→ Your assignment:
Those lines of the following listing which contain the string "retrieved" should be returned.

==================================================

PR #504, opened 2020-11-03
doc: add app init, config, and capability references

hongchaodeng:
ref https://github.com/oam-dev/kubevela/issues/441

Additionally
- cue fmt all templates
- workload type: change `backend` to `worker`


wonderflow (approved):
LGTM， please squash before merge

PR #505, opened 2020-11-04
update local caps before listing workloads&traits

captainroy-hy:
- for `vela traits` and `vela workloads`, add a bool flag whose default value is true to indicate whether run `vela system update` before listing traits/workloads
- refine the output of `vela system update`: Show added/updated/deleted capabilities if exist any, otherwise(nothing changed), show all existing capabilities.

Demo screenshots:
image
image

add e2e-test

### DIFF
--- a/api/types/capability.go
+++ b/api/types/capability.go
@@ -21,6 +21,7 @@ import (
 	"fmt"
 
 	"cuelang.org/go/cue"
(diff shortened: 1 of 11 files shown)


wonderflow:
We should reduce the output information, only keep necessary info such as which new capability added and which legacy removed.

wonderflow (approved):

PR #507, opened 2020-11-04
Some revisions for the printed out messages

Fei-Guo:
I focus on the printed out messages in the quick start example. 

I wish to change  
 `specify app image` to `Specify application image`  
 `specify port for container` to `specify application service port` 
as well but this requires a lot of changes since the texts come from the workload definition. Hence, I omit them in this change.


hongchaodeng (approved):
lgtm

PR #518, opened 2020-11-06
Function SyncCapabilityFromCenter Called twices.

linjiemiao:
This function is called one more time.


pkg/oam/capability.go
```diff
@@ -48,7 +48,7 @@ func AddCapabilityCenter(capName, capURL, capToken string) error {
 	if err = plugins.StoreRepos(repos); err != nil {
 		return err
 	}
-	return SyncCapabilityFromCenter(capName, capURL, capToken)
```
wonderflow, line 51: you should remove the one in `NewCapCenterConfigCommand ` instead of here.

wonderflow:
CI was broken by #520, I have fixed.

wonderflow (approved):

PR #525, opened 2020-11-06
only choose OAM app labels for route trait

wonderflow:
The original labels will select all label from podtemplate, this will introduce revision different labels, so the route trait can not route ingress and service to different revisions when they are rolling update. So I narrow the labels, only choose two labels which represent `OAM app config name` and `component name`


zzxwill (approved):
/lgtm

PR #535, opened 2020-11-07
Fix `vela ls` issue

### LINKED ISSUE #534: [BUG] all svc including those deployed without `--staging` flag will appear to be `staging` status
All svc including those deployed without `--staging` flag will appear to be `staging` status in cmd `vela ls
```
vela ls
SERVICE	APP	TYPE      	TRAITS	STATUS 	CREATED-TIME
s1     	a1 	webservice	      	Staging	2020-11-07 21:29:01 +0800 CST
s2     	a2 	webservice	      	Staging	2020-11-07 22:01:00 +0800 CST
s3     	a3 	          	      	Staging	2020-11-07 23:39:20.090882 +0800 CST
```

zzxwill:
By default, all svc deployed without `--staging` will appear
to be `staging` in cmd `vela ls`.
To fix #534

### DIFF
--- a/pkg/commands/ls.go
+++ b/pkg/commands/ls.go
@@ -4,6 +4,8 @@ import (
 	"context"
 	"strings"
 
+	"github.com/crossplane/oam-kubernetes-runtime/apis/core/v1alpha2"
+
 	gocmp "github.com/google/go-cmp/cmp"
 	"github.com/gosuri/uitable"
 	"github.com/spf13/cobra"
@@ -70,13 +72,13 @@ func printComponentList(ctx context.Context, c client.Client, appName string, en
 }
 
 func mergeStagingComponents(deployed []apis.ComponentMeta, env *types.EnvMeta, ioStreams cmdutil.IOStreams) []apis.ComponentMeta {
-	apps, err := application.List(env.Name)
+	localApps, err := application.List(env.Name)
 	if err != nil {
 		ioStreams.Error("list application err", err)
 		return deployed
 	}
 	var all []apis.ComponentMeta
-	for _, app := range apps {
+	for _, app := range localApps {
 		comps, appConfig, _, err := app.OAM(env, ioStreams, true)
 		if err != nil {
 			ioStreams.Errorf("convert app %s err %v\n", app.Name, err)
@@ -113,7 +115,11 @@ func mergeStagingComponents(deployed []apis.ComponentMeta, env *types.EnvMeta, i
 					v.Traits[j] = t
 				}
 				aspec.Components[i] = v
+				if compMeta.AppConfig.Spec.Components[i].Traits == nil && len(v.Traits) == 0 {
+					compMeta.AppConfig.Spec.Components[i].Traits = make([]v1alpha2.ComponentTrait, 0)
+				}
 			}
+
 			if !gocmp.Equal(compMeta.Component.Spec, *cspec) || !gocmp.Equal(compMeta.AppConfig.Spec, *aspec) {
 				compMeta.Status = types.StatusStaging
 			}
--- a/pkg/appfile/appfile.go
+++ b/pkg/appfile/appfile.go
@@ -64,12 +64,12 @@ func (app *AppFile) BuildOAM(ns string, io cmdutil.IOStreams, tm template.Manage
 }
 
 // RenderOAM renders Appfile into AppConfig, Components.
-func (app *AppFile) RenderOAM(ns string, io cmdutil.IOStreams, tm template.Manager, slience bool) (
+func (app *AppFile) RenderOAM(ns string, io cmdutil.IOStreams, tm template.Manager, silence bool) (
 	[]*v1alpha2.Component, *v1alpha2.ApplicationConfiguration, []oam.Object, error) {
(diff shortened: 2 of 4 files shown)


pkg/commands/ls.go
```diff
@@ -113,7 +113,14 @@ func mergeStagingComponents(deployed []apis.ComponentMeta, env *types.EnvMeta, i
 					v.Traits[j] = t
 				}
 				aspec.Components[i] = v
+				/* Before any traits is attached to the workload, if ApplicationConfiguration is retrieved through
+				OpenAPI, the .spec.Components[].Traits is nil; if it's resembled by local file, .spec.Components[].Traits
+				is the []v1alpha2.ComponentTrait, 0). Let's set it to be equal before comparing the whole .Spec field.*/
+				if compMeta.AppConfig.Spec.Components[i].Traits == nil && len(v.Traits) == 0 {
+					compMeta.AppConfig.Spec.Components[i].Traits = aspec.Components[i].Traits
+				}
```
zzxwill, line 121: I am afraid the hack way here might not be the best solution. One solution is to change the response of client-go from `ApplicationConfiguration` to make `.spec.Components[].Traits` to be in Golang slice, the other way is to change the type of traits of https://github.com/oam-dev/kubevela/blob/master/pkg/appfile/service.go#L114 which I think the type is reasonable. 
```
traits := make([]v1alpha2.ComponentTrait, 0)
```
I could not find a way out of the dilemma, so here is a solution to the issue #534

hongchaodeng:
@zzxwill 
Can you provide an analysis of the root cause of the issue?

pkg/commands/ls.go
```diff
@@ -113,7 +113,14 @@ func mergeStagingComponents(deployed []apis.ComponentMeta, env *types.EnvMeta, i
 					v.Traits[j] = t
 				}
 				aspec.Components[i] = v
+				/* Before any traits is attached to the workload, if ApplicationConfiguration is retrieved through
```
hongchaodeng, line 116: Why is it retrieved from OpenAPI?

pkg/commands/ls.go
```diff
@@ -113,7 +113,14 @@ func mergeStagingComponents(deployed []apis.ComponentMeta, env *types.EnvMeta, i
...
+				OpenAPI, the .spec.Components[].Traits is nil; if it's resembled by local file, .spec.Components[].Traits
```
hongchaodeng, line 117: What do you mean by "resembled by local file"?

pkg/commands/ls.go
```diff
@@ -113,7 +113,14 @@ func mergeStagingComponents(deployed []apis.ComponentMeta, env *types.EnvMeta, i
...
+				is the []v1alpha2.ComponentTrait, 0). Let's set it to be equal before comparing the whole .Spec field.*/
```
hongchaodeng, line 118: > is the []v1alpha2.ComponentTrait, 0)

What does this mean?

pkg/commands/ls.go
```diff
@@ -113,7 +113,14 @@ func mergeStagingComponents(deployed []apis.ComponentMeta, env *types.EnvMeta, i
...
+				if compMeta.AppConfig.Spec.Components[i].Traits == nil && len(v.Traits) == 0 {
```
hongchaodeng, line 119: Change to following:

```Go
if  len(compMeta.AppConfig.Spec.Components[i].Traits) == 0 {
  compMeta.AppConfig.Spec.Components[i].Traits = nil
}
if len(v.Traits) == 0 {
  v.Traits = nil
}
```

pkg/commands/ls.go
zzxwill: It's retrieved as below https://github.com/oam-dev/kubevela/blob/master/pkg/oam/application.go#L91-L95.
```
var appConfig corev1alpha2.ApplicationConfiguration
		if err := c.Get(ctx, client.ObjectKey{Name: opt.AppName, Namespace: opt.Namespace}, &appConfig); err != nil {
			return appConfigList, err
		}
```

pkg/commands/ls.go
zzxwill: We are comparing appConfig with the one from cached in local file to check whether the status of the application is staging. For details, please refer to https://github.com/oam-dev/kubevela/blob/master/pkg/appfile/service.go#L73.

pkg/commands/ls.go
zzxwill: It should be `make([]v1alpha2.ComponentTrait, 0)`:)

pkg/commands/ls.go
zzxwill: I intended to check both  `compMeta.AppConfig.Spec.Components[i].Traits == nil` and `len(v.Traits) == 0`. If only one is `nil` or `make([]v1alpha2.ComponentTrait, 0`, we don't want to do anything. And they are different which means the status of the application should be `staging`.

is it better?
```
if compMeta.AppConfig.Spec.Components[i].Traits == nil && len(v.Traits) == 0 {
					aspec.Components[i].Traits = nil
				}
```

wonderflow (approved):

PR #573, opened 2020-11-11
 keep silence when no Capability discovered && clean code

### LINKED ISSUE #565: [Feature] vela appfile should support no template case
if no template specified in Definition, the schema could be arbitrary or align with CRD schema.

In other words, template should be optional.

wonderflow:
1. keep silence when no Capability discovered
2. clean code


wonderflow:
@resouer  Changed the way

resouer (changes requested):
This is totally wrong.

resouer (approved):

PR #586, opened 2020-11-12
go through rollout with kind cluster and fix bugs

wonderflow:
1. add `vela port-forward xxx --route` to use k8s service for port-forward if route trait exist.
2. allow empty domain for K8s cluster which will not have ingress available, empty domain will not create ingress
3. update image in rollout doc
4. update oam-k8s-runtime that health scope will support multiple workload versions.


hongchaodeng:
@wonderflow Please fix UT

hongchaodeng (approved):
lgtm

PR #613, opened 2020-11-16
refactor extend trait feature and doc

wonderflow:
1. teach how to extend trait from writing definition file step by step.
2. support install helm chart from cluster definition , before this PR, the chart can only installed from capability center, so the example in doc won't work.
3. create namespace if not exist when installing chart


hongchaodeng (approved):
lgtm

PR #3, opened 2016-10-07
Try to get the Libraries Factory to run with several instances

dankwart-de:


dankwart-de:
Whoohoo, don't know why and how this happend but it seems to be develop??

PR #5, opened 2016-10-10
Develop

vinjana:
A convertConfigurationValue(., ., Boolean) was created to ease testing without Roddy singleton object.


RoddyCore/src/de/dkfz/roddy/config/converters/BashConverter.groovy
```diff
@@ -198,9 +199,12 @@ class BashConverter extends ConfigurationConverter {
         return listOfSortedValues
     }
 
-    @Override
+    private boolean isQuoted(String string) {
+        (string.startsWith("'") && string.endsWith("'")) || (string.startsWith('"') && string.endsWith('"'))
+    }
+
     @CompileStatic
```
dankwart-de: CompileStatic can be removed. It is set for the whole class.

==================================================

→ Response to the task:
+				/* Before any traits is attached to the workload, if ApplicationConfiguration is retrieved through
+				/* Before any traits is attached to the workload, if ApplicationConfiguration is retrieved through
hongchaodeng, line 116: Why is it retrieved from OpenAPI?
zzxwill: It's retrieved as below https://github.com/oam-dev/kubevela/blob/master/pkg/oam/application.go#L91-L95.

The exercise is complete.